As the error message says, you are dividing an affine function of the CVX variable P by an affine function of P. That of course is not allowed by CVX.


(Radhika Gour) #12

\frac{G^T P}{\sigma^2+F^T P}
This function is exactly similar to the function mentioned in equation 4.32 of section 4.3.2 of the book entitled “convex optimization” by Boyd. The only difference being is that in my equation I have put_d=0. and this section also tells that the objective function is quasi-convex, so it must be solved by bisection method provided in the section 4.2.5 equation 4.26 and algorithm 4.1. Then why CVX is not allowing to solve this.

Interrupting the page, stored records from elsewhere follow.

PR #2737, opened 2017-08-24
update groups to allow invitations

kieckhafer:
updating group roles for the `payments-stripe` package to fix / allow invitations using the dashboard accounts permissions forms.

### DIFF
--- a/imports/plugins/included/payments-stripe/server/startup/startup.js
+++ b/imports/plugins/included/payments-stripe/server/startup/startup.js
@@ -3,7 +3,7 @@ import { Reaction, Hooks } from "/server/api";
 Hooks.Events.add("afterCoreInit", () => {
   Reaction.addRolesToGroups({
     allShops: true,
-    groups: ["customer", "guest"],
+    groups: ["owner", "shop manager", "customer", "guest"],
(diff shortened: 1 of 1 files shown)


impactmass:
bitHound is also preventing merging this

spencern:
@impactmass that's a good idea as an option, especially when multiple plugins may be competing to add roles.

Another option would be to check to see if a user has `admin` or `owner` first and always permit them to add users to groups

spencern:
Not sure if we have this or not right now, but we should have a way to turn `admin` on or off for a particular group as well.

impactmass:
Yes, we can check to see if a user has `admin` or `owner` first, and permit them to add group. And also we can enable turning on/off `admin` for a group

A concern is we want to try and avoid another situation where have a lot of things dependent on hasAdmin. The we end up with the situation of once you grant people admin, then can do a lot
We have quite a number of actions that are dependent on hasAdmin.

spencern:
@impactmass That's a good point.
I think we should consider deprecating use of hasAdmin and moving any role checks that depend on that towards a more "group oriented" permission approach. This goes along with defining a few more sensible default groups that can take over the responsibility that "hasAdmin" currently plays.

Issue #2669, opened 2017-08-14
[Marketplace] Can't check out as newly invited shop owner


zenweasel:
### Expected behavior
Not sure if a new shop owner is supposed to configure shipping or not?

### Actual Behavior
When attempting to check out I get the "Shipping Method Not Configured" and clicking on the configure links takes me to a corrupted settings panel
![cart_checkout](https://user-images.githubusercontent.com/72819/29254992-c5d70be6-80cf-11e7-82a6-8dd4be733c22.png)

### Steps to Reproduce the Behavior
1. invite a new shop owner
1. As shop owner attempt to configure shipping

### Versions
```
Node: 7.10.0
NPM: 5.0.3
Meteor Node: 4.8.4
Meteor NPM: 4.6.1
Reaction CLI: 0.11.0
Reaction: 1.5.0
Reaction branch: marketplace
Docker: 17.06.0-ce
```

spencern:
This is by design right now as my current understanding is that merchants should not be configuring their own shipping charges, but if that understanding is wrong then we can add the shipping package to the default merchant packages array. This can be configured per marketplace as it's stored in the database, but currently there is no UI for managing it.

zenweasel:
@spencern Sure but a) I don't get any shipping and b) that's probably not the UI that should show? Should I change the issue then to be "Correct shipping method not used when checking out" or something similar to reflect the actual problem?

zenweasel:
Closed via #2741

Issue #2713, opened 2017-08-22
[Marketplace] Checking out as merchant shop owner doesn't load shipping rates


spencern:
### Expected behavior
I should be able to checkout as any user, including merchant users.

### Actual Behavior
Checking out as a merchant shop owner, I receive no shipping methods configured error, clicking into the dashboard causes errors because merchant shops shipping packages are disabled by default.
![image](https://user-images.githubusercontent.com/1203639/29546486-ffa4bdd6-86b1-11e7-840f-17fa21d04178.png)

### Steps to Reproduce the Behavior
Invite a new shop owner
Accept invite and then add a product to cart and try to checkout as a shop owner

### Versions
```
Node: 7.8.0
NPM: 5.0.1
Meteor Node: 4.8.4
Meteor NPM: 4.6.1
Reaction CLI: 0.11.0
Reaction: 1.5.0
Reaction branch: spencer-stripe-connect-merchant-signup
Docker: 17.06.0-ce
```

zenweasel:
Closed via #2741

PR #2741, opened 2017-08-25
Always grab shipping from primary shop regardless of current shop (Resolves #2732/#2713)

### LINKED ISSUE #2732: [Marketplace] Shipping methods don't show up when checking out in non-primary shop
**Note** I am not 100% clear on what are the valid use cases here. This is checking out on a second shop as Marketplace admin, but that's the only way you can see product from both Primary and non-Primary shops.

### Expected behavior
Shipping methods should show up

### Actual Behavior
They don't. If you switch to primary shop, they do

1. Full reset. Once you successfully check out it appears (?) it never happens again
1. Set up a second shop and add a product
1. As marketplace admin switch to the second shop
1. Place an item in your cart
1. Attempt to check out
1. Observe that you receive the "Shipping method not configured" error and the Shipping config window opens but is broken (which it shouldn't even be there).
1. Switch back to Reaction and re-save your address.
1. Observe shipping method now appear

### Versions
```
Node: 7.10.0
NPM: 5.3.0
Meteor Node: 4.8.4
Meteor NPM: 4.6.1
Reaction CLI: 0.11.0
Reaction: 1.5.0
Reaction branch: marketplace
Docker: 17.06.0-ce
```

zenweasel:
Resolves #2732 and #2713 

### Steps to Test
1. Full reset.
1. Set up a second shop and add a product as shop admin
1. Try to checkout as shop admin. Observe that shipping methods appear
1. As marketplace admin switch to the second shop
1. Place an item in your cart
1. Attempt to check out
1. Observe that the shipping methods appear

### DIFF
--- a/imports/plugins/core/shipping/client/templates/checkout/shipping.js
+++ b/imports/plugins/core/shipping/client/templates/checkout/shipping.js
@@ -46,7 +46,8 @@ function enabledShipping() {
   const enabledShippingArr = [];
   const apps = Reaction.Apps({
     provides: "shippingSettings",
-    enabled: true
+    enabled: true,
+    shopId: Reaction.getPrimaryShopId()
   });
   for (const app of apps) {
     if (app.enabled === true) enabledShippingArr.push(app);
@@ -65,7 +66,8 @@ Template.coreCheckoutShipping.onCreated(function () {
   const shippingOpts = {
     provides: "settings",
     name: "settings/shipping",
-    template: "shippingSettings"
+    template: "shippingSettings",
+    shopId: Reaction.getPrimaryShopId()
   };
 
   // If shipping not set, show shipping settings dashboard
--- a/imports/plugins/core/shipping/client/templates/checkout/shipping.js
+++ b/imports/plugins/core/shipping/client/templates/checkout/shipping.js
@@ -112,8 +112,19 @@ Template.coreCheckoutShipping.helpers({
     return false;
   },
 
+  /**
+   * Template helper that checks to see if the user has permissions for the shop
+   * responsible for shipping rates. This is the primary shop unless
+   * `merchantShippingRates` is enabled in marketplace
+   * @method isAdmin
+   * @return {Boolean} true if the user has admin access, otherwise false
+   */
   isAdmin() {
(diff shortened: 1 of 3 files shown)


zenweasel:
Also resolves #2669 (which is a dupe)

spencern:
We could make this conditional based on the [`merchantShippingRates` flag in marketplace](https://github.com/reactioncommerce/reaction/blob/marketplace/imports/plugins/included/marketplace/register.js#L61). That's how we'll need to do this once we permit each shop to define their own shipping options.

Since this does fix those issues and we're not ready to introduce that functionality yet, I'm going to add a TODO so that we remember to update this when we permit different shipping options per shop.

imports/plugins/core/shipping/client/templates/checkout/shipping.js
```diff
@@ -65,7 +66,8 @@ Template.coreCheckoutShipping.onCreated(function () {
   const shippingOpts = {
     provides: "settings",
     name: "settings/shipping",
-    template: "shippingSettings"
+    template: "shippingSettings",
+    shopId: Reaction.getPrimaryShopId()
```
spencern: Could this potentially permit a non-marketplace-owner to adjust the shipping settings for marketplace or does it just prevent the other shipping settings apps from showing up? 
AFAIK they shouldn't have been showing up anyway because they would be disabled, but these changes seem to indicate differently.

zenweasel: That's a good question. They only show up when you get the "No shipping methods configure. Configure now" with the link. Ideally this should only show up when you actually have the permissions to modify the shipping settings which is currently if you are a shop admin correct? But it's only currently checking for `["owner", "admin"]);`

I wonder if we can't make this only show up when you actually have permissions to configure shipping? i.e. are Marketplace Admin?

zenweasel: For now, I can just back out that change, and we can deal with that separately?

spencern: Yeah, I'm testing, I'll test with and without that, and approve one way or the other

Doesn’t objective function in equation 4.32 of section 4.3.2 is a division of affine function by affine function"? I am a bit confused. Please sort out my problem.


(Mark L. Stone) #13

You can’t enter equation 4.32 directly into CVX. You need to reformulate. Please re-read the book.